No. It has just appeared in a problem sheet. We don't have a text for this part of the course, nor did this formula feature in the lectures.

6. Nov 21, 2007

### marcusl

That's pretty irresponsible of your professor! I don't have time to address this now (I'm at work, and later I'll be preparing for tomorrow's Thanksgiving party). I can steer you to this article
http://en.wikipedia.org/wiki/Information_entropy" [Broken]
Following Eq. (5) is a short discussion of a coin toss and a curve showing maximum entropy for a fair coin. (This curve is for a single toss).

I can get back to you on Friday. Can anyone else help in the meantime?

Last edited by a moderator: May 3, 2017
7. Nov 22, 2007

### T-7

Enjoy the thanksgiving party.

I shall re-launch part of the question in a new thread, along with my rather rushed musings on it so far...

Last edited by a moderator: May 3, 2017
8. Nov 23, 2007

### marcusl

Hi, I'm back a little more relaxed and weighing a little more Hope everyone else (in the US, anyway) had a great holiday.

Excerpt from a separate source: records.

PR #797, opened 2017-08-25
Fix kompose docker container wrong href

JadCham:
The link was pointing to komposeui instead of kompose-docker


cdrage:
@JadCham My mistake! Thanks :+1:

PR #802, opened 2017-08-30
Adding OpenShift tests for deploy keys

ashetty1:


cdrage:
LGTM, tests pass on Semaphore (with the exception of MariaDB CrashLoopBackOff...) and tests pass locally for me :+1:

PR #808, opened 2017-09-06
Remove redundant strings.ToLower()

cdrage:
Removes the redundant strings.ToLower commands for GlobalProvider in
up.go, convert.go and down.go


surajnarwade:
works for me, LGTM :+1:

Here's how to work the problem for N = 4 random bits. For sake of completeness, we note that the number of different strings of 4 bits is M = 2^N = 16.

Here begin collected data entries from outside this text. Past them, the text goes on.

PR #810, opened 2017-09-07
Added `--controller` feature

surajnarwade:
Previously we used to mention controller type as `--deployment`,
`--replication-controller` or `--daemonset` as argument.
But now,
it will be like,

ex.

```
kompose convert --controller=daemonset
```

### DIFF
--- a/cmd/convert.go
+++ b/cmd/convert.go
@@ -17,6 +17,8 @@ limitations under the License.
 package cmd
 
 import (
+	"strings"
+
 	log "github.com/Sirupsen/logrus"
 	"github.com/kubernetes/kompose/pkg/app"
 	"github.com/kubernetes/kompose/pkg/kobject"
@@ -42,6 +44,7 @@ var (
 	ConvertInsecureRepo          bool
 	ConvertDeploymentConfig      bool
 	ConvertReplicas              int
+	ConvertController            string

Case A) Equal probability of 0's and 1's, so number of 0's is k = 0.5 * N = 2. The number of ways m to sample k=2 objects from N=4, where the order doesn't matter, is 6. You can see this by writing down all strings of 2 0s's and 2 1's. When you get to larger numbers, use combinatorics (see, e.g.,
http://en.wikipedia.org/wiki/Combinatorics" [Broken]).
EDIT: Stirling's approximation helps with the big factorials. (See
http://en.wikipedia.org/wiki/Stirling_approximation" [Broken].)

The number of ways to choose k objects from N is
$$m = {N\choose k} = \frac{N!}{k!(N - k)!}$$

In other words, there are 6 microstates that belong to the macrostate two 0's and two 1's.

Let's turn now to the entropy,
$$S = - \sum_{i=1}^{m} p_{i}log_{2}p_{i} .$$
For random bits (or coin tosses or dice throws), the probability of each microstate making up a macrostate is identical and equal to 1/m. The entropy simplifies to
$$S = log_{2} m$$.
For case A,
$$S_{A} = log_{2} 6$$.
This case has the maximal information entropy for N=4 random bits.
Compare to the extreme case B of zero 0's. The number of ways to take N objects from N is m=1, so
$$S_{B} = log_{2} 1 = 0$$.
This (and the case of all 0's) have minimal entropy.

In words, case A makes the least assumptions about the bits (equal probability of 0 or 1), which is justified if we have no information to the contrary. This is the case which conveys the maximal amount of information. If that seems confusing, consider case B where every message consists of all 1's. All messages are the same, and we knew what they'd be in advance, so we receive no information at all!

Hope this helps, and gives you a start towards understanding Shannon's information entropy.

Last edited by a moderator: May 3, 2017
9. Nov 25, 2007

### T-7

Splendid. Thanks very much for your help.